With the new cold smokehouse complete, I needed something to put in it to try it out. I picked up two pork bellies this afternoon.














This is only my third time making bacon.  Here's my process...please let me know if I am doing it right.  

I measure out cure #1 for each piece of whole belly that I cut in half (a tsp./5lbs measured by weight) and using an old spice container, I sprinkle that all over the meat surface.  I don't put any on the skin side as that will get some, what little it will absorb, form the liquid that comes off the meat as I turn it.  I then add a half cup of salt (I used sea salt this time) and a half cup of dark brown sugar for every five pounds. I then place them in large Zip Lock bags and into the refrigerator for ten days, turning them daily. Out of the bags, I'll rince them off and do a test fry (previously, I have not soaked them) add black pepper after patting them with paper towels and then I used the fan method in a chest freezer to dry them for a couple of hours before smoking.

So far, I have cold smoked them at 100 degrees for 12 hours using apple wood.







So far it has turned out great.  I have to stop giving it away.  I would appreciate any ideas.


----------



## meateater (Aug 17, 2011)

Sounds like a plan.
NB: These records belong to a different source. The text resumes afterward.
PR #391, opened 2020-05-29
T21524 drop boot tests

gctucker:
Drop "boot" tests everywhere now that "baseline" is ready to replace it.  This also means replacing "boot-nfs" with "baseline-nfs" as a new test plan, and dropping the "simple" test plan which doesn't add any coverage compared to "baseline".


gctucker:
Tested OK on staging.

PR #392, opened 2020-06-02
test-configs: add D2500CC

montjoie:
D2500CC is an x86_64 board with an "embedded" intel CPU.
This board lacks PXE, so it is booted via a fake GRUB.
It is a bash init script which emulates GRUB commands and then kexec the final kernel.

I'm just glad all my neighbors moved, I don't have to yell "Dave's Not Here Man" anymore.


----------



## tjohnson (Aug 17, 2011)

If you like the results, stick with the same plan

On my last bacon smoke, I smothered one side of one slab with honey and then coated with CBP.. 
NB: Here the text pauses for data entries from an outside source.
PR #394, opened 2020-06-03
test-configs: Add imx6qp-wandboard-revd1

mgrzeschik:
This patch adds support for imx6qp-wandboard-revd1
LAVA device-type is upstreamed: https://git.lavasoftware.org/lava/lava/-/merge_requests/1206

### DIFF
--- a/test-configs.yaml
+++ b/test-configs.yaml
@@ -589,6 +589,18 @@ device_types:
             - 'multi_v5_defconfig'
             - 'allmodconfig'
 
+  imx6qp-wandboard-revd1:
+    mach: imx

My only regret I have is that I did not smother both sides with honey and CBP.

Good Luck!!

Todd


----------



## tjohnson (Aug 17, 2011)

OOPS!

Duplicate Post


----------



## daggerdoggie (Aug 17, 2011)

Was that skin off or skin on?  Thinking of doing maple syrup and CBP on a couple.


----------



## bluebombersfan (Aug 17, 2011)

I have rubbed mine down with canadian maple syrup and the CBP just before smoking and they were FANTASTIC!!!


----------



## pineywoods (Aug 17, 2011)

Personally I like it smoke them as cool as I can the less heat you can get the less fat will be rendered.


----------



## daggerdoggie (Aug 17, 2011)

BlueBombersfan said:


> I have rubbed mine down with canadian maple syrup and the CBP just before smoking and they were FANTASTIC!!!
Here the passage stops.